Script | Description | Usage | Example |
---|---|---|---|
findRecentNest.py | will find the IDs of recently nested LTR RTs and print out to terminal a tree of these nests. | Pass in a path to a directory of RTR files or a path to a single RTR file. If given a directory, each file, before the extension, must end with _chr#, where # is the chromosome identifier. | python3.10 findRecentNest.py /###/###/outputdir/Rtr/Glycine_max_chr1.rtr |
findSameGraphNest.p | will find the IDs of LTR RTs nested into a same-graph LTR RT (same family possibly). Prints to a tree like findRecentNest.py. | Pass in a path to a directory of RTR files or a path to a single RTR file. If given a directory, each file, before the extension, must end with _chr#, where # is the chromosome identifier. | python3.10 findSameGraphNest.py /###/###/outputdir/Rtr/Glycine_max_chr1.rtr |
findRT.py | will return the line belonging to an LTR RT from an RTR file given its ID. Use this in conjunction with the above scripts instead of searching by hand. | Pass in a path to a single RTR file. | python3.10 findRT.py /###/###/outputdir/Rtr/Glycine_max_chr1.rtr |
findSameGraphNest.py findRT.py will return the line belonging to an LTR RT from an RTR file given its ID. Use this in conjunction with the above scripts instead of searching by hand.
Look4LTRs is trained on Arabidopsis thaliana, Oryza sativa japonica, Glycine max, and Sorghum bicolor using elements delineated by RepeatMasker and Repbase (2018). Non-model organisms may not be well-represented as a result. To accomodate this, the pipeline for training Look4LTRs has been provided.
We advise caution with retraining Look4LTRs as it may result in unexpected results. In Look4LTRs, an SGD classifier (from scikit-learn) was trained on the aforementioned genomes. The SGD classifier itself was chosen after consideration of other models such as linear regressors and random forests. As such, the SGD classifier may not result in the optimal results on non-model genomes.
A few steps are required to set up the training of Look4LTRs.
Compile required executables. Two executables need to be compiled for the training pipeline to work. Navigate to the bin directory and run the following commands.
cd bin
make generateTrainingData
make generateGraphData
Set up the input genomes. The training pipeline requires the FASTA files of the genomes to train on.

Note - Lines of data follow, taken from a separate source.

PR #4304, opened 2020-05-20
Additional redirect parameter 

patrickvinograd:
## Description of change
Adds support for an additional parameter `to` that can be specified along with `application` in the signin process. The to parameter is intended as a relative path that gets tacked on to the redirect URL derived from `application`, to construct a complete redirect URL. 

## Original issue(s)
department-of-veterans-affairs/va.gov-team#8587

No feature flags or additional settings.

Allowing our system to redirect based on user input presents some risk, as described in https://cheatsheetseries.owasp.org/cheatsheets/Unvalidated_Redirects_and_Forwards_Cheat_Sheet.html

We mitigate  this by:
- Not letting the caller specify the entire URL, but only the path part - the base URL/domain is derived from the `application` parameter whose configuration we control.
- Ensuring that we join the base URL and `to` parameter with a `/` to avoid domain extension
- Stripping any CRLF characters to avoid header splitting attacks.

### DIFF
--- a/lib/saml/url_service.rb
+++ b/lib/saml/url_service.rb
@@ -56,7 +56,7 @@ module SAML
       if auth == 'success'
         return verify_url if user.loa[:current] < user.loa[:highest]
 
-        redirect_target = build_tracked_url
+        redirect_target = @tracker&.payload_attr(:redirect)
         return redirect_target if redirect_target.present?
       end
 
@@ -71,16 +71,6 @@ module SAML
       end
     end
     # rubocop:enable Metrics/CyclomaticComplexity, Metrics/PerceivedComplexity
-
-    def build_tracked_url
-      return nil unless @tracker&.payload_attr(:redirect)
-
-      prefix = @tracker&.payload_attr(:redirect)
-      prefix = prefix.delete_suffix('/')
-      suffix = @tracker&.payload_attr(:to) || ''
-      suffix = suffix.delete_prefix('/').gsub('\r\n', '')
-      [prefix, suffix].join('/')
-    end
 
     def logout_redirect_url
       "#{base_redirect_url}#{LOGOUT_REDIRECT_PARTIAL}"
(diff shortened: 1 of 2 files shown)


patrickvinograd:
Needs tests

ericbuckley:
@patrickvinograd what do you think about just adding a new `build_redirect` method to encapsulate all the logic and storing it as one attribute in the SAMLRequestTracker rather than 2?

```
diff --git a/lib/saml/url_service.rb b/lib/saml/url_service.rb
index 0ef2f9b6d..9487b6deb 100644
--- a/lib/saml/url_service.rb
+++ b/lib/saml/url_service.rb
@@ -189,12 +189,21 @@ module SAML
       end
     end

+    def build_redirect
+      default = Settings.ssoe.redirects[params[:application]]
+      return default unless default && params[:to]
+
+      url = URI.parse(default)
+      url.path = params[:to]
+      return url.to_s
+    end
+
     # Initialize a new SAMLRequestTracker, if a valid previous SAML UUID is
     # given, copy over the redirect and created_at timestamp.  This is useful
     # for a user that has to go through the upleveling process.
     def initialize_tracker(params, previous_saml_uuid: nil)
       previous = previous_saml_uuid && SAMLRequestTracker.find(previous_saml_uuid)
-      redirect = previous&.payload_attr(:redirect) || Settings.ssoe.redirects[params[:application]]
+      redirect = previous&.payload_attr(:redirect) || build_redirect
       # if created_at is set to nil (meaning no previous tracker to use), it
       # will be initialized to the current time when it is saved
       SAMLRequestTracker.new(
```

patrickvinograd:
I like that. Using `uri.path` seems cleaner, though will need to catch `URIError` and figure out what to do with it. Seems like URI.parse does not mess with encoding/decoding which is nice.

patrickvinograd:
I found that using the `URI`  class to parse/assemble the URL was more trouble than it was worth - because of error handling as well as the potential for the nested "to" query parameter.

lib/saml/url_service.rb
```diff
@@ -53,9 +53,12 @@ def base_redirect_url
 
     # rubocop:disable Metrics/CyclomaticComplexity, Metrics/PerceivedComplexity
     def login_redirect_url(auth: 'success', code: nil)
-      return verify_url if auth == 'success' && user.loa[:current] < user.loa[:highest]
+      if auth == 'success'
+        return verify_url if user.loa[:current] < user.loa[:highest]
 
-      return @tracker&.payload_attr(:redirect) if @tracker&.payload_attr(:redirect)
```
ericbuckley, line 58: for the cerner redirect, if the user authentication fails, do we want to show them the va.gov error page or redirect them back to cerner for them to show an error?

patrickvinograd: I...don't know. Question for @bridgethapner if we've specified that

patrickvinograd: My concern would be that Cerner would try to send them back to the sign-in page again and they'd be stuck in a loop with no real feedback

patrickvinograd: I think we should deploy this as-is, wherein it will show an error message, while we iterate with Cerner et al about whether we should redirect them back to any particular destination.

ericbuckley: I'm ok with that, I just wanted to make sure it's intentional to redirect cerner users to the va.gov failure page.

PR #4306, opened 2020-05-20
Add partial SSN to form20-0996

SarahJaine:
## Description of change

Backend's "Save in progress" (SIP) response to /v0/in_progress_forms/20-0996 should include last 4 of SSN per the FE design. I believe the exclusion of this field was an oversight in the original form implementation that is now being corrected.

## Original issue(s)
closes department-of-veterans-affairs/va.gov-team#9311

- [x] add last four of SSN to SIP
- [x] add test for partial SSN to form attribute spec
- This seems way too easy to be right but here we are.


annaswims:
looks pretty much like https://github.com/department-of-veterans-affairs/vets-api/pull/4143/files

annaswims:
looks like we'd want to make a change to vets-json-schema like this one https://github.com/department-of-veterans-affairs/vets-json-schema/commit/9b5769e3bb45c511faef521003fee451724d6b18

SarahJaine:
> looks like we'd want to make a change to vets-json-schema like this one [department-of-veterans-affairs/vets-json-schema@9b5769e](https://github.com/department-of-veterans-affairs/vets-json-schema/commit/9b5769e3bb45c511faef521003fee451724d6b18)

That's a good point. Yeah the json schema will definitely need to be updated. I've never really understood the way the schema validation works, do the PRs for the BE changes and the json schema need to go through in a particular order?

SarahJaine:
> > looks like we'd want to make a change to vets-json-schema like this one [department-of-veterans-affairs/vets-json-schema@9b5769e](https://github.com/department-of-veterans-affairs/vets-json-schema/commit/9b5769e3bb45c511faef521003fee451724d6b18)
> 
> That's a good point. Yeah the json schema will definitely need to be updated. I've never really understood the way the schema validation works, do the PRs for the BE changes and the json schema need to go through in a particular order?

@annaswims I spoke with @Mottie about this.  He informed me that the json schema validation is run on the BE for data submitted by the user to the BE. Since the SIP data is going the opposite direction (from the BE to the FE) it should not be included in the json schema.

Set up the LTR-retrotransposon locations. The user must provide the locations of LTR-retrotransposons within their provided genomes in BED format.
Download Python. Python 3.8 and higher is recommended. A conda environment can be used.
Download the required packages. In the Training folder, there is a requirements.txt file. Please install the packages within this file for Python.
cd ../Training
pip install -r requirements.txt
The pipeline can be run by calling trainModel.py located in the Training folder. This script takes the following parameters.
Parameter | Description | Required? |
---|---|---|
-fd/--fastadirs | Takes multiple arguments. The paths to each genome's FASTA file directory. Separate each path with a space | Yes |
-bd/--beddirs | Takes multiple arguments. The paths to each genome's BED file directory. Separate each path with a space. | Yes |
-o/--output | Output directory. If it doesn't exist, it will be created (assuming the base path exists). WARNING: If it does exist, everything in the folder will be deleted beforehand. | Yes |
An example usage is the following:
python3 trainModel.py -fd /###/Genome1/Fasta/ /###/Genome2/Fasta/ -bd /###/Genome1/Bed/ /###/Genome2/Bed -o /###/Output/
The result of this pipeline is located in the provided output folder in a file called config.txt. This file can then be passed to the look4ltrs executable with the -c/--config parameter detailed above.